What defines the City of Man is that history replaces metaphysics as the foundation of the world. It doesn't matter that Obama can't explain his abortion absolutism, his terrorist friends, or his crazy pastor, or even offer a coherent account of what he would do as President. Things will be different once he is elected, are different now that he is the President-elect. Philosophical debates about the beginning of life or the morality of revolutionary terrorism belong to the old world, the world of metaphysical absolutes like God and human nature. Obama never claimed to transcend these debates; what he claimed to do is "move beyond them," and the temporal nature of his assertion is exactly right. 

John McCain was the perfect representative of an old world of absolutes - of honor, duty, and country - too weak to defend itself against the magic spell of Obama's historicism. The election post-mortem revealed that McCain himself sensed the "historic destiny" of the Obama campaign and wondered if it was right for him to stand in the way. His doubt caused him to pull his punches and leave the obvious arguments against Obama (e.g., that his politics are reheated garbage from 1933) off the table.
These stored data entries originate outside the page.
PR #4414, opened 2024-05-16
[FIX] Raise error if unknown kwargs are given to `first_level_from_bids`

### LINKED ISSUE #4357: [ENH] Throw error when extra kwargs are given to `glm.first_level.first_level_from_bids`

`nilearn.glm.first_level.first_level_from_bids` takes kwargs, and passes kwargs that have the `confounds_` prefix to another function. However, the remaining kwargs are not checked and nothing happens if for example the confound kwargs are not given correctly (e.g. with typo `confound_` instead of `confounds_`).

I think it would be nice/useful to throw a runtime error or something when that happens (first mentioned in PR #4352). Would be happy to work on this too.

### Benefits to the change

Better debugging when invalid/unknown kwargs are given.

_No response_

michellewang:
- Closes #4357 

- Make `_check_kwargs_load_confounds` return unused `remaining_kwargs` in addition to `kwargs_load_confounds`
- Throw an error in `first_level_from_bids` if there are any remaining kwargs after the confound ones are extracted
  - Not sure if this is too strong, we could also raise a warning instead

### DIFF
--- a/nilearn/glm/first_level/first_level.py
+++ b/nilearn/glm/first_level/first_level.py
@@ -1292,7 +1292,14 @@ def first_level_from_bids(
 
     dataset_path = Path(dataset_path).absolute()
 
-    kwargs_load_confounds = _check_kwargs_load_confounds(**kwargs)
+    kwargs_load_confounds, remaining_kwargs = _check_kwargs_load_confounds(
+        **kwargs
+    )
+
+    if len(remaining_kwargs) > 0:
+        raise RuntimeError(
+            f"Some keyword arguments were unused: {remaining_kwargs}"
+        )
 
     if drift_model is not None and kwargs_load_confounds is not None:
         if "high_pass" in kwargs_load_confounds.get("strategy"):
@@ -1903,18 +1910,18 @@ def _check_kwargs_load_confounds(**kwargs):
     }
 
     if kwargs.get("confounds_strategy") is None:
-        return None
+        return None, kwargs
 
-    kwargs_load_confounds = {
-        key: (
-            defaults[key]
-            if f"confounds_{key}" not in kwargs
-            else kwargs[f"confounds_{key}"]
-        )
-        for key in defaults
-    }
+    remaining_kwargs = kwargs.copy()
+    kwargs_load_confounds = {}
+    for key in defaults:
+        confounds_key = f"confounds_{key}"
+        if confounds_key in kwargs:
+            kwargs_load_confounds[key] = remaining_kwargs.pop(confounds_key)
+        else:
+            kwargs_load_confounds[key] = defaults[key]
 
-    return kwargs_load_confounds
+    return kwargs_load_confounds, remaining_kwargs
 
 
 def _make_bids_files_filter(
--- a/nilearn/glm/first_level/first_level.py
+++ b/nilearn/glm/first_level/first_level.py
@@ -1298,7 +1298,8 @@ def first_level_from_bids(
 
     if len(remaining_kwargs) > 0:
         raise RuntimeError(
-            f"Unknown keyword arguments. Keyword arguments should start with `confounds_` prefix: {remaining_kwargs}"
+            "Unknown keyword arguments. Keyword arguments should start with "
+            f"`confounds_` prefix: {remaining_kwargs}"
         )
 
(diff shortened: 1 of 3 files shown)


michellewang:
@man-shu it is now!

nilearn/glm/first_level/first_level.py
```diff
@@ -1292,7 +1292,14 @@ def first_level_from_bids(
...
     dataset_path = Path(dataset_path).absolute()
 
-    kwargs_load_confounds = _check_kwargs_load_confounds(**kwargs)
+    kwargs_load_confounds, remaining_kwargs = _check_kwargs_load_confounds(
+        **kwargs
+    )
+
+    if len(remaining_kwargs) > 0:
+        raise RuntimeError(
+            f"Some keyword arguments were unused: {remaining_kwargs}"
```
man-shu, line 1301: I think the error message could be made more specifc that something is wrong with confounds kwargs. For example:

```suggestion
            f"Unknown keyword arguments. Keyword arguments should start with `confounds_` prefix: {remaining_kwargs}"
```

nilearn/glm/tests/test_first_level.py
```diff
@@ -1958,6 +1958,23 @@ def test_first_level_from_bids_no_subject(tmp_path):
...
 
+def test_first_level_from_bids_unused_kwargs(tmp_path):
+    """Check that unused kwargs are properly handled."""
+    bids_path = create_fake_bids_dataset(
+        base_dir=tmp_path, n_sub=1, n_ses=1, tasks=["main"], n_runs=[2]
+    )
+    with pytest.raises(
+        RuntimeError, match="Some keyword arguments were unused:"
+    ):
+        first_level_from_bids(
```
man-shu, line 1969: It's probably useful to mention the missing "s". Not that obvious at first glance
```suggestion
        # wrong kwarg name `confound_strategy` (wrong)
        # instead of `confounds_strategy` (correct)
        first_level_from_bids(
```

man-shu (commented):
LGTM otherwise. Thanks!

man-shu (approved):

nilearn/glm/tests/test_first_level.py
```diff
@@ -1958,6 +1958,25 @@ def test_first_level_from_bids_no_subject(tmp_path):
         )
 
 
+def test_first_level_from_bids_unused_kwargs(tmp_path):
+    """Check that unused kwargs are properly handled."""
+    bids_path = create_fake_bids_dataset(
+        base_dir=tmp_path, n_sub=1, n_ses=1, tasks=["main"], n_runs=[2]
+    )
+    with pytest.raises(
+        RuntimeError, match="Some keyword arguments were unused:"
```
man-shu, line 1967: Just realised this would have to be updated as well
```suggestion
        RuntimeError, match="Unknown keyword arguments"
```

nilearn/glm/first_level/first_level.py
```diff
@@ -1903,18 +1911,18 @@ def _check_kwargs_load_confounds(**kwargs):
...
-        key: (
-            defaults[key]
-            if f"confounds_{key}" not in kwargs
-            else kwargs[f"confounds_{key}"]
-        )
-        for key in defaults
-    }
+        return None, kwargs
+
+    remaining_kwargs = kwargs.copy()
```
bthirion, line 1916: 'remaining_kwargs' should include only kwargs without the 'confounds' string, right ?

bthirion (commented):
Thx. 
I'm not sure I undertsand the behavior of the function. Please correct me if I'm wrong.

nilearn/glm/first_level/first_level.py
michellewang: Yes:
- If the kwarg is `confounds_`-something, then we effectively strip the `confounds_` prefix and replace the previously defined default value. This gets added to `kwargs_load_confounds`, to be passed to another function
-  Otherwise, the kwarg isn't removed and stays in `remaining_kwargs`. The reason why I am returning `remaining_kwargs` instead of directly raising an error is just in case we want to support other kwargs in the future

bthirion (approved):
LGTM, thx.

PR #4419, opened 2024-05-22
[FIX] update to new colormap api

### LINKED ISSUE #4420: [BUG] get_cmap removed in matplotlib 3.9.0

### Operating system

- [X] Linux
- [ ] Mac
- [ ] Windows

### Operating system version

N/A

### Python version

- [ ] 3.12
- [ ] 3.11
- [X] 3.10
- [ ] 3.9
- [ ] 3.8

### nilearn version

N/A

### Expected behavior

N/A

This is what I got:

```bash
`AttributeError: module 'matplotlib.cm' has no attribute 'get_cmap'`

```

```python
# Paste your code here


```

jdkent:
- Closes #4420 

- convert `get_cmap` to `colormaps` (`get_cmap` removed in [matplotlib 3.9.0](https://matplotlib.org/stable/api/prev_api_changes/api_changes_3.9.0.html#removals))
- bump base matplotlib version to 3.6.0 (introduced [resampled](https://matplotlib.org/stable/users/prev_whats_new/whats_new_3.6.0.html#colormap-method-for-creating-a-different-lookup-table-size))

### DIFF
--- a/nilearn/plotting/html_stat_map.py
+++ b/nilearn/plotting/html_stat_map.py
@@ -342,7 +342,7 @@ def _json_view_size(params, width_view=600):
 def _get_bg_mask_and_cmap(bg_img, black_bg):
     """Get background data for _json_view_data."""
     bg_mask = np.ma.getmaskarray(get_data(bg_img))
-    bg_cmap = copy.copy(matplotlib.pyplot.get_cmap("gray"))
+    bg_cmap = copy.copy(matplotlib.colormaps["gray"])
     if black_bg:
         bg_cmap.set_bad("black")
     else:
--- a/nilearn/plotting/html_stat_map.py
+++ b/nilearn/plotting/html_stat_map.py
@@ -1,13 +1,12 @@
 """Visualizing 3D stat maps in a Brainsprite viewer."""
 
-import copy
 import json
 import os
 import warnings
 from base64 import b64encode
 from io import BytesIO
 
-import matplotlib
+import matplotlib as mpl
 import numpy as np
 from matplotlib.image import imsave
 from nibabel.affines import apply_affine
@@ -342,7 +341,7 @@ def _json_view_size(params, width_view=600):
 def _get_bg_mask_and_cmap(bg_img, black_bg):
     """Get background data for _json_view_data."""
     bg_mask = np.ma.getmaskarray(get_data(bg_img))
-    bg_cmap = copy.copy(matplotlib.colormaps["gray"])
+    bg_cmap = mpl.colormaps["gray"]
     if black_bg:
         bg_cmap.set_bad("black")
     else:
--- a/nilearn/plotting/img_plotting.py
+++ b/nilearn/plotting/img_plotting.py
@@ -17,7 +17,7 @@ import matplotlib as mpl
 import matplotlib.pyplot as plt
 import numpy as np
 from matplotlib import gridspec as mgs
-from matplotlib.colors import LinearSegmentedColormap, ListedColormap
+from matplotlib.colors import LinearSegmentedColormap
 from nibabel.spatialimages import SpatialImage
 from scipy import stats
 from scipy.ndimage import binary_fill_holes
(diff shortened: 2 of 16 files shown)


bthirion (commented):
The change LGTM. The version bump for mpl is quite large. Is that OK with other people ?

jdkent:
it is a pretty big jump, and I think there are a still a few API idiosyncracies to take care of, another option is to have to `try` `except` statements where relevant to support the old API usage and the new API usage.

Remi-Gau:
> The change LGTM. The version bump for mpl is quite large. Is that OK with other people ?

I think that it makes sense to bump to 3.6: it is the oldest version that is still supported:
https://scientific-python.org/specs/spec-0000/#support-window

It is even recommended to plan to drop it before the end of the year:
https://scientific-python.org/specs/spec-0000/#2024---quarter-3

bthirion:
Thank you. I was not ware of that...

bthirion (approved):
Thx.

Remi-Gau:
Moving to draft until we get all the tests to pass: just to avoid a premature merge.

nilearn/plotting/html_stat_map.py
```diff
@@ -342,7 +342,7 @@ def _json_view_size(params, width_view=600):
 def _get_bg_mask_and_cmap(bg_img, black_bg):
     """Get background data for _json_view_data."""
     bg_mask = np.ma.getmaskarray(get_data(bg_img))
-    bg_cmap = copy.copy(matplotlib.pyplot.get_cmap("gray"))
+    bg_cmap = copy.copy(matplotlib.colormaps["gray"])
```
Remi-Gau, line 345: don't think the copy is needed any more as from the matplotlib this should return a copy in any case

nilearn/plotting/img_plotting.py
```diff
@@ -807,7 +807,7 @@ def _plot_roi_contours(display, roi_img, cmap, alpha, linewidths):
     roi_img = _utils.check_niimg_3d(roi_img)
     roi_data = get_data(roi_img)
     labels = np.unique(roi_data)
-    cmap = plt.get_cmap(cmap)
+    cmap = plt.cm.ColormapRegistry.get_cmap(cmap)
```
Remi-Gau, line 810: FYI: this won't work as you need to instantiate `plt.cm.ColormapRegistry` first.

the matplotlib doc suggests that in general you should not need to do this.

Remi-Gau:
> it is a pretty big jump, and I think there are a still a few API idiosyncracies to take care of, another option is to have to `try` `except` statements where relevant to support the old API usage and the new API usage.

I think that the tests should pass now 🤞🏾 

Let's see if we need `try` blocks.

bthirion (commented):
LGTM. The only pending question is whether we still stick to skelarn's conventions regarding dependencies versions.

Remi-Gau:
> LGTM. The only pending question is whether we still stick to skelarn's conventions regarding dependencies versions.

One possibility if we decide against this is to have some utility function to do

```python
if matplotlib.version < 3.6:
   # get colormap this way
   ...
else:
   # do it that way
   ...
```

this should make a bit easier to refactor when the times come to actually drop support for older version of matplotlib

bthirion:
@emdupre can we conclude on the dependence we would like to have for next release in order to implement the best option.

emdupre:
I think a decision on that should be a discussion topic for the maintainers team. For this PR, I'd suggest sticking with our existing dependency schedule.

Remi-Gau:
@jdkent I am closing this one in favor of the smaller and less intrusive #4458 

See also my comment : https://github.com/nilearn/nilearn/issues/4420#issuecomment-2179183313

AFAICT [matplotlib.pyplot.get_cmap](https://matplotlib.org/stable/api/_as_gen/matplotlib.pyplot.get_cmap.html#matplotlib.pyplot.get_cmap) is not deprecated in matplotlib 3.9 even if matplotlib.cm.get_cmap is.

PR #4437, opened 2024-06-06
[DOC] Explaining how Decoder works 

### LINKED ISSUE #4344: Discrepancy between decoding accuracies from nilearn's `Decoder` and pure sklearn implementation

### Operating system

- [X] Linux
- [ ] Mac
- [ ] Windows

### Operating system version

Linux Ubuntu 22.04.4

### Python version

- [X] 3.12
- [X] 3.11
- [ ] 3.10
- [ ] 3.9
- [ ] 3.8

### nilearn version

0.10.4.dev34+g58f12585

### Expected behavior

As initially reported on neurostars [here](https://neurostars.org/t/decoding-form-beta-maps-decoder-with-leaveonegroupout/28654/10?u=man-shu), the decoding performances should be similar, if not the same, using either nilearn or sklearn. But they aren't -- especially when one does not standardize the input time series / features.

While investigating, I observed the following so far:
- ~~the time series / features (X) we get after masking (to later feed into a sklearn model) vs. after the automatic masking step within the nilearn `Decoder` are different.~~
- with nilearn `Decoder`, hyperparameter search is done by default using the "CV" versions of sklearn models. But in the docs we specify, for example, `LogisticRegression` while we actually use `LogisticRegressionCV`.
- The default parameter grids (given to `LogisticRegressionCV`) are different in nilearn and sklearn.

I am currently looking into the ReNA clustering and ANOVA feature selection steps that are done in nilearn `Decoder`. I have a feeling that they interfere with the decoding even if one switches them off via top-level `Decoder` parameters.

Accuracy scores:

Nilearn, with standardization: 0.6636432350718064
Sklearn, with standardization: 0.6693121693121693

Nilearn, without std.: **0.8784958427815571**
Sklearn, without std.: **0.6243386243386243**

```python
from sklearn.linear_model import LogisticRegressionCV
from sklearn.preprocessing import StandardScaler
from tqdm import tqdm

from nilearn import datasets
from nilearn import plotting
import numpy as np
import pandas as pd
from nilearn.image import index_img
from sklearn.model_selection import LeaveOneGroupOut
from sklearn.model_selection import cross_validate
from sklearn.pipeline import Pipeline

fmri_filename = haxby_dataset.func[0]
mask_filename = haxby_dataset.mask_vt[0]

# Load behavioral information
behavioral = pd.read_csv(haxby_dataset.session_target[0], delimiter=" ")
conditions = behavioral["labels"]
runs = behavioral["chunks"]
condition_mask = conditions.isin(
    ["bottle", "cat", "chair", "face", "house", "scissors", "shoe"]
)

# Apply mask to chunks, runs and func data
fmri_niimgs = index_img(fmri_filename, condition_mask)
conditions = conditions[condition_mask]
runs = runs[condition_mask]

# print len and shape
print(len(conditions))
print(fmri_niimgs.shape[-1])
print(len(runs))

####### NILEARN DECODING ####################################
Xs_nilearn = []
params_nilearn = []
cv = LeaveOneGroupOut()
for standardize_true_false in ["zscore_sample", False]:
    # explicitly avoid screening even though providing a small mask has the same effect
    screening_percentile = 100
    decoder_nilearn = Decoder(
        estimator="logistic_l2",
        mask=mask_filename,
        cv=cv,
        scoring="accuracy",
        standardize=standardize_true_false,
        n_jobs=10,  # parallelizing
        screening_percentile=screening_percentile,
    )
    decoder_nilearn.fit(fmri_niimgs, conditions, groups=runs)
    print(f"Decoder results with standardize={standardize_true_false}")
    print(
        "Mean decoding accuracy:",
        np.mean(list(decoder_nilearn.cv_scores_.values())),
    )
    print("Chance level:", 1.0 / len(np.unique(conditions)))

    Xs_nilearn.append(
        (
            decoder_nilearn.masker_.fit_transform(fmri_niimgs),
            standardize_true_false,
        )
    )

####### NILEARN MASKING WITH/WITHOUT STANDARDIZATION AND SKLEARN DECODING ####################################

Xs_sklearn = []
for standardize_true_false in ["zscore_sample", False]:
    # mask data before decoding
    masker = NiftiMasker(
        mask_img=mask_filename, standardize=standardize_true_false
    )
    X = masker.fit_transform(fmri_niimgs)
    y = np.array(conditions)
    groups = np.array(runs)

    logo = LeaveOneGroupOut()
    clf = LogisticRegressionCV(
        solver="liblinear",
        penalty="l2",
        Cs=np.geomspace(2e-3, 2e4, 8) * 0.5,  # same as nilearn
        random_state=42,
    )

    # Not using StandardScaler because it standaridizes across features
    # nilearn's zscore_sample standardizes across samples
    # scaler = StandardScaler()
    # if standardize_true_false:
    #     pipeline = Pipeline([("scaler", scaler), ("clf", clf)])
    # else:
    #     pipeline = Pipeline([("clf", clf)])

    decoder_sklearn = cross_validate(
        clf,
        X=X,
        y=y,
        groups=groups,
        cv=logo,
        n_jobs=8,
        scoring="accuracy",
    )

    print(
        f"Mean score in mask {mask_filename} with standardize={standardize_true_false}:",
        np.mean(decoder_sklearn["test_score"]),
    )

    X_to_append = X.copy()
    Xs_sklearn.append((X_to_append, standardize_true_false))


# check if the two standardization (or lack of them) gives similar results
for (X_nilearn, _), (X_sklearn, _) in zip(Xs_nilearn, Xs_sklearn):
    print(np.allclose(X_nilearn, X_sklearn))
# returns True
#         True
```

man-shu:
- Closes #4344 

- A new example replicating each step performed inside the Decoder object using sklearn


examples/02_decoding/plot_haxby_understand_decoder.py
```diff
@@ -0,0 +1,210 @@
...
+    interpolation="nearest",
+    cmap=cmap,
+)
+ax_multi.set_yticks([])
+ax_multi.set_xlabel("Original trial sequence")
+cbar = fig.colorbar(multi_plt, ax=[ax_binary, ax_multi])
+cbar.set_ticks(np.arange(1 + len(label_multi.classes_)))
+cbar.set_ticklabels([*label_multi.classes_, "all others"])
+
+plt.show()
```
man-shu, line 147: To explain how the One-vs-Other label encoding works
binary_classes

man-shu:
Started drafting the example and thought to get some general feedback on the structure.
@bthirion, please LMK if this looks ok.
Thanks!

examples/02_decoding/plot_haxby_understand_decoder.py
```diff
@@ -0,0 +1,213 @@
...
+print(f"{len(np.unique(y))} labels to predict (y): {np.unique(y)}")
+print(f"fMRI data shape (X): {fmri_img.shape}")
+print(f"Runs (groups): {np.unique(run)}")
+# %%
+# Preprocess the fMRI data
+# ------------------------
+#
+# As we can see, the fMRI data is a 4D image with shape (40, 64, 64, 864).
+# Here 40x64x64 are the dimensions of the 3D brain image and 864 is the number
+# of trials, each corresponding to one of the 8 labels we selected above.
```
bthirion, line 62: 864 is only the number of time points in the fMRI data after concatenation and removal of rest time intervals. Strictly speaking this is not the number of events

bthirion (commented):
Looks good so far.

man-shu:
In [this comment](https://github.com/nilearn/nilearn/pull/4438#pullrequestreview-2103186479) @bthirion said:

> Thx !
I only have one hesitation: when we use a XXXcv estimator, what cross-validation scheme is used ? The problem is that with neuroimaging, naive cross-validation schemes may lead to bad estimates. The well-known example id LOO, which is broken by the serial dependence in the data.

man-shu:
We use the default cv scheme for all ...CV estimators in sklearn. Turns out they are different for different estimators:
- for LogisticRegressionCV it is StratifiedKFold with K=5: https://scikit-learn.org/stable/modules/generated/sklearn.linear_model.LogisticRegressionCV.html
- for RidgeClassifierCV and RidgeCV it is Leave-One-Out: https://scikit-learn.org/stable/modules/generated/sklearn.linear_model.RidgeClassifierCV.html
- for LassoCV it is KFold with K=5: https://scikit-learn.org/stable/modules/generated/sklearn.linear_model.LassoCV.html

bthirion:
OK. I guess that in any case, users are supposed to do the job manually if they want a specific cross val scheme.

man-shu:
> OK. I guess that in any case, users are supposed to do the job manually if they want a specific cross val scheme.

But there's no easy way to select the internal cross-validation scheme for the hyperparameter optimization. The cv parameter in the Decoder object specifies the cross-validation scheme for the final train-test split.

I suppose one could select the internal cross-validation via the estimator parameter in the Decoder object. But users are not even aware that such internal cross-validation exists, so why would they select it.

bthirion:
I think you're right. We also have experts users who want to control details, but precisely, they can make all the necessary steps manually.
Best,

man-shu:
Just noticed that the Decoder does not do ReNA clustering. 
Instead, more specialized FREM classifier and regressor do this. See #4488

man-shu:
> I think you're right. We also have experts users who want to control details, but precisely, they can make all the necessary steps manually. Best,

Do you think we should do something about this? For example, either letting people select the internal cross-validation scheme and/or picking the best practice?

man-shu:
This is ready for a review @bthirion! Please let me know if you have any comments?

examples/02_decoding/plot_haxby_understand_decoder.py
```diff
@@ -0,0 +1,324 @@
+"""Understanding :class:`nilearn.decoding.Decoder`
+==================================================
+
+Nilearn's :class:`nilearn.decoding.Decoder` object is a composite estimator
+that does several things under the hood and can hence be a bit difficult to
+understand at first.
+
+This example aims to provide a clear understanding of the
+:class:`nilearn.decoding.Decoder` object by demonstrating these steps via a
+Sklearn pipeline.
```
bthirion, line 10: Scikit-Learn

examples/02_decoding/plot_haxby_understand_decoder.py
```diff
@@ -0,0 +1,324 @@
...
+
+# create a copy of y_binary and manipulate it just for plotting
+y_binary_ = y_binary.copy()
+for col in range(y_binary_.shape[1]):
+    y_binary_[np.where(y_binary_[:, col] == 1), col] = col
+
+fig, (ax_binary, ax_multi) = plt.subplots(
+    2, gridspec_kw={"height_ratios": [10, 1.5]}, figsize=(12, 2)
+)
+cmap = ListedColormap(["white"] + list(plt.cm.tab10.colors)[0:8])
```
bthirion, line 128:
```suggestion
cmap = ListedColormap(["white"] + list(plt.cm.tab10.colors)[0:n_conditions])
``` where n_conditions has been set previously

**Review by bthirion — COMMENTED** [review]
LGTM overall.
Deserves a whatsnew entry

File: examples/02_decoding/plot_haxby_understand_decoder.py [hunk 5]
```diff
@@ -0,0 +1,326 @@
...
+print(f"{n_labels} labels to predict (y): {np.unique(y)}")
+print(f"fMRI data shape (X): {fmri_img.shape}")
+print(f"Runs (groups): {np.unique(run)}")
+# %%
+# Preprocessing
+# -------------
+#
+# As we can see, the fMRI data is a 4D image with shape (40, 64, 64, 864).
+# Here 40x64x64 are the dimensions of the 3D brain image and 864 is the number
+# of selected trials, each corresponding to one of the 8 labels we selected
```
bthirion, line 64: More exactly,  it corresponds to the number of brain volumes acquired while visual stimuli were presented.

examples/02_decoding/plot_haxby_understand_decoder.py
```diff
@@ -0,0 +1,326 @@
...
+# done via the ``adjust_screening_percentile`` function.
+#
+# So let's define a feature selector for later use in our Scikit-Learn decoding
+# pipeline.
+
+from nilearn._utils.param_validation import adjust_screening_percentile
+from nilearn.image import load_img
+
+mask_vt_loaded = load_img(mask_vt)
+screen_percent = adjust_screening_percentile(20, mask_vt_loaded)
```
bthirion, line 197: Maybe print the value ?

examples/02_decoding/plot_haxby_understand_decoder.py
```diff
@@ -0,0 +1,326 @@
...
+# %%
+# Feature selection
+# -----------------
+#
+# After preprocessing the provided fMRI data, the
+# :class:`nilearn.decoding.Decoder` performs a univariate feature selection on
+# the voxels of the brain volume. It uses Scikit-Learn's
+# :class:`~sklearn.feature_selection.SelectPercentile` with
+# :func:`~sklearn.feature_selection.f_classif` to calculate ANOVA F-scores for
+# each voxel and to only keep the ones that have highest 20 percentile scores,
```
bthirion, line 180: But IIRC thsi si 20 percent of the MNI brain volume, right ?

bthirion (commented):
Still minor details, but close to merge.

examples/02_decoding/plot_haxby_understand_decoder.py
```diff
@@ -0,0 +1,330 @@
...
+# by default. This selection threshold can be changed using the
+# ``screening_percentile`` parameter.
+#
+# These 20 percentile voxels are w.r.t. the volume of the standard MNI152 brain
```
Remi-Gau, line 184:
```suggestion
# These 20 percentile voxels are with restpect to the volume of the standard MNI152 brain
```

examples/02_decoding/plot_haxby_understand_decoder.py
```diff
@@ -0,0 +1,330 @@
...
+
+# %%
+# As we can see, the mean AU-ROC scores from the Scikit-Learn pipeline and
+# Nilearn's :class:`nilearn.decoding.Decoder` are identical.
+#
+# The advantage of using Nilearn's :class:`nilearn.decoding.Decoder` is
+# that it does all these steps under the hood and provides a simple interface
+# to train, cross-validate and predict on new data, while also parallelizing
+# the computations to make the cross-validation faster. It also organises the
+# results in a structured way that can be easily accessed and analysed.
```
Remi-Gau, line 330: maybe link to this new example from this file: examples/00_tutorials/plot_decoding_tutorial.py

This way when people are done with the basic intro they can look deeper with this new example.

Remi-Gau (changes requested):

bthirion (commented):
LGTM otherwise

examples/02_decoding/plot_haxby_understand_decoder.py
```diff
@@ -0,0 +1,332 @@
...
+# After preprocessing the provided fMRI data, the
+# :class:`nilearn.decoding.Decoder` performs a univariate feature selection on
+# the voxels of the brain volume. It uses Scikit-Learn's
+# :class:`~sklearn.feature_selection.SelectPercentile` with
+# :func:`~sklearn.feature_selection.f_classif` to calculate ANOVA F-scores for
+# each voxel and to only keep the ones that have highest 20 percentile scores,
+# by default. This selection threshold can be changed using the
+# ``screening_percentile`` parameter.
+#
+# These 20 percentile voxels are with restpect to the volume of the standard
```
bthirion, line 186:
```suggestion
# These 20 percentile voxels are with respect to the volume of the standard
```

examples/02_decoding/plot_haxby_understand_decoder.py
```diff
@@ -0,0 +1,332 @@
...
+# MNI152 brain template. Furthermore, if the provided mask image has less
+# voxels than the selected percentile, then all voxels in the mask are used.
```
bthirion, line 188:
```suggestion
# voxels than the selected percentile, all voxels in the mask are used.
```

bthirion (commented):
Minor details.

bthirion (approved):
LGTM, thx.

Remi-Gau (approved):
Good with me.
Let's merge when CI finishes.

PR #4438, opened 2024-06-06
[DOC] add ...CV in logistic estimator name

### LINKED ISSUE #4434: [DOC] Update possible `estimator` values and corresponding sklearn objects in `nilearn.decoding.Decoder` API ref

The description for the `estimator` parameter should reflect the following:
- when `estimator="logistic"` or `"logistic_l1"` or `"logistic_l2"`, `LogisticRegressionCV` is used instead of `LogisticRegression`.
- ~`estimator="ridge_regressor"` is not mentioned but is available, uses `RidgeCV`.~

If McCain really understood the old world, then he would have understood that metaphysical absolutes judge history, not the other way around. Something is truly "historic" only to the extent that it has a foundation in the true, the good and the beautiful; that is, ultimately in God. The true and the good do not stand aside as history marches on.

What will become of our freedom in the new historical epoch allegedly opened by Obama? There is no space for freedom in our new world, since Obama's destiny and history are one and the same. This is the reason that Obama so casually tosses aside old friends and even family members ("typical white person") and no one seems to care. To be in Obama's way is to be in history's way, and no one has standing before history, not even John McCain. 

The Constitution, once revered as the law of the land, has served its purpose in bringing us to this historical moment, the advent of Obama. It is now a relic of a bygone age, one that will retain some hold over the current generation but little over the succeeding ones. Certainly Obama will not feel constrained by it.

We religious folk will be tolerated, but only so long as we do not stand in the way of history by proclaiming our metaphysical absolutes. Obama-world does not have space for philosophical or religious arguments. These arguments will not be answered because they won't be seen to even rise to the dignity of being wrong; they will be denounced as unfortunate efforts to take us back to the "old debates of the past", efforts that must be resisted rather than answered.

I don't think it will go well for us.